→ **Work instruction**:
From the entries below, say how many lines carry the word "items", and give nothing but the number.

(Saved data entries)
···
PR #6241, opened 2021-06-03
Autoscaling for 2.0

jdoliner:
This PR is mostly the same code as #5857 with a few additional / different things.

- coefficient parallelism was removed as part of this PR
- the datum task chunking had to be rewritten since the code it was based on had completely changed
- scaling is no longer based on unclaimed tasks but on total tasks, this removes any risk of overscaling due to slow pod spin up or pod crashes.


jdoliner:
@nadegepepin this has a few implications for docs:
- coefficient was removed, I removed it from the docs as well but some sections may be a bit awkward since they're written like there are two alternatives for parallelism and now there's only 1
- a new field was added to the chunk_spec called `datums_per_worker` I documented it in line but haven't added it to the pipeline spec yet.

src/internal/work/work.go
```diff
@@ -388,3 +391,16 @@ func (w *Worker) subtaskFunc(subtaskKey string, processFunc ProcessFunc) subtask
 		}
 	}
 }
+
+// TaskCount returns how many subtasks are in the queue and how many are claimed.
+func (w *Worker) TaskCount(ctx context.Context) (int64, int64, error) {
```
brendoncarroll, line 396: There should probably be names for the 2 int64s, so they can be distinguished by looking at the signature.  Use `_` for the error.

src/server/pps/server/monitor.go
```diff
@@ -325,6 +329,53 @@ func (m *ppsMaster) monitorPipeline(ctx context.Context, pipelineInfo *pps.Pipel
 			}, backoff.NewInfiniteBackOff(),
 				backoff.NotifyCtx(ctx, "monitorPipeline for "+pipeline))
 		})
+		if pipelineInfo.ParallelismSpec != nil && pipelineInfo.ParallelismSpec.Constant > 1 && pipelineInfo.Autoscaling {
+			eg.Go(func() error {
+				pachClient := m.a.env.GetPachClient(ctx)
+				return backoff.RetryNotify(func() error {
```
brendoncarroll, line 335: should this be `RetryUntilCancel` so it can respect the context?

brendoncarroll (approved):
A couple small suggestions, otherwise LGTM.

src/internal/deploy/assets/assets.go
```diff
@@ -66,7 +66,7 @@ var (
 	}, {
 		APIGroups: []string{""},
 		Verbs:     []string{"get", "list", "watch", "create", "update", "delete"},
-		Resources: []string{"replicationcontrollers", "services"},
+		Resources: []string{"replicationcontrollers", "services", "replicationcontrollers/scale"},
```
jdoliner, line 69: @chainlink this is the added resources for autoscaling.

PR #6245, opened 2021-06-03
Allow modifications to transactions while finishing.

PFedak:
Creating pipelines in a transaction has the dubious distinction that we
expect it to fail and update its saved response when it encounters
modifications outside of the transaction. To accommodate this logic,
appending a CreatePipelineRequest to a transaction involves updating the
stored transaction info to reflect the most recent state of the
pipeline's spec repo.

However, another source of inside/outside transaction conflicts is
during FinishTransaction, after the append logic has finished.
Previously, the finishing code was not able to modify the stored
transaction, ended up looping in a futile attempt to resolve the
conflict.

The new logic may be overengineered, but provides a straightforward way
to modify in a transaction in a way that should be persisted in some
cases.

Also, modified the error for a transaction being modified to have a name
better reflecting that scenario, as opposed to one almost identical to
an unrelated SQL-level error.


src/server/pachyderm_test.go
```diff
@@ -10449,8 +10447,7 @@ func TestInterruptedUpdatePipelineInTransaction(t *testing.T) {
 	require.NoError(t, createPipeline(c, inputC, true))
 
 	_, err = c.FinishTransaction(txn)
-	require.YesError(t, err)
-	require.Matches(t, "outside of transaction", err.Error())
+	require.NoError(t, err)
```
Tryneus, line 10450: Since we're expecting this to succeed now, we should probably check that the latest pipeline info is the right version and has the right input.

src/server/transaction/server/driver.go
```diff
@@ -197,26 +198,34 @@ func (d *driver) runTransaction(txnCtx *txncontext.TransactionContext, info *tra
...
+	return d.updateTransaction(ctx, func() (*transaction.TransactionInfo, error) {
+		if err := d.txnEnv.WithWriteContext(ctx, func(txnCtx *txncontext.TransactionContext) error {
+			err := d.transactions.ReadWrite(txnCtx.SqlTx).Get(txn.ID, info)
+			if err != nil {
+				return err
+			}
+			info, err = d.runTransaction(txnCtx, info)
+			if err != nil {
+				if col.IsErrTransactionConflict(err) {
+					// a pipeline changed, and we need to update the transaction data
```
Tryneus, line 210: This _could_ happen for other reasons in the future, maybe make this comment more general or just list that as an example.

src/server/transaction/server/driver.go
```diff
@@ -241,44 +247,60 @@ func (d *driver) appendTransaction(
...
-			return info, nil
-		} else if !errors.As(err, &transactionConflictError{}) {
+		if err != nil && errors.Is(err, errutil.ErrBreak) {
+			return newInfo, nil // no need to update
+		}
+
+		var oldInfo transaction.TransactionInfo
+		// a transactionModifiedError from the update function should be understood
+		// as the active transaction needing to change in a way that should be retried after
+		if err == nil || err != nil && errors.Is(err, &transactionModifiedError{}) {
```
Tryneus, line 283: This boolean logic can be simplified (I think `err != nil` is redundant)

src/server/transaction/server/driver.go
```diff
@@ -241,44 +247,60 @@ func (d *driver) appendTransaction(
...
-				info.Responses = newResponses
+			if newInfo.Responses != nil {
+				info.Responses = newInfo.Responses
 			}
 
 			// This may error with a postgres-level transaction conflict, in which
 			// case we want to save the generated responses and reattempt.  The saved
 			// responses will contain any references to objects generated outside of
 			// the transaction and need to be reused on the next attempt.
 			info, err = d.runTransaction(txnCtx, info)
```
Tryneus, line 259: I think this function needs the same handling as `FinishTransaction` to map a collection error to a `transactionModifiedError` (for example if the collection transaction error occurs when doing the dryrun when appending a CreatePipeline to an existing transaction) so maybe that logic can just be moved into `updateTransaction`?

Tryneus (changes requested):

src/server/transaction/server/driver.go
PFedak: Hmm, I think the old logic is correct as it was, since it is careful to make sure the SQL transaction is retried with the updated `TransactionInfo`. Regardless, I moved things around so it doesn't have to do this dance.

src/server/transaction/server/driver.go
```diff
@@ -225,60 +221,81 @@ func (d *driver) appendTransaction(
...
-
-			// Save the length so that we can check that nothing else modifies the
-			// transaction in the meantime
-			numRequests = len(info.Requests)
-			numResponses = len(info.Responses)
-			info.Requests = append(info.Requests, items...)
-			if newResponses != nil {
-				info.Responses = newResponses
-			}
+		info.Requests = append(info.Requests, items...)
```
PFedak, line 228: This will have different behavior from before, since now a `CreatePipeline` retry will count against the 10 attempts, rather than happening entirely inside of the SQL transaction. That case *should* be rare - honestly I'm not sure the real world cases where we expect most of this code to be exercised, anyway

src/server/transaction/server/driver.go
```diff
@@ -225,60 +221,81 @@ func (d *driver) appendTransaction(
...
-			// Update the existing transaction with the new requests/responses
-			return d.transactions.ReadWrite(sqlTx).Update(txn.ID, info, func() error {
-				if len(info.Requests) != numRequests || len(info.Responses) != numResponses {
-					// Someone else modified the transaction while we did the dry run
-					return &transactionConflictError{}
-				}
+	for i := 0; i < 10; i++ {
+		var err error
+		if writeTxn {
+			err = d.txnEnv.WithWriteContext(ctx, attempt)
```
PFedak, line 262: could also pass in one of these functions but the signatures are getting kind of cumbersome. I guess I could have defined some types for them

Tryneus (approved):
LGTM once CI passes

src/server/transaction/server/driver.go
```diff
@@ -225,60 +221,81 @@ func (d *driver) appendTransaction(
...
-				info.Requests = append(info.Requests, items...)
-				info.Responses = newResponses
-				return nil
-			})
-		}); err == nil {
-			return info, nil
-		} else if !errors.As(err, &transactionConflictError{}) {
+		// a transactionModifiedError from the update function should be understood
+		// as the active transaction needing to change in a way that should be retried after
+		if err == nil || errors.Is(err, &transactionModifiedError{}) {
```
acohen4, line 272: why go through update logic when `err == nil `? isn't that condition also implying success

runTransaction called [here](https://github.com/pachyderm/pachyderm/pull/6245/files#diff-4f64d228babb3598928440a7b5e19713aadadc53c352918ee0c12293640ead7eR229) looks like it would return err == nil in a success case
···
→ **Result for this task**:
3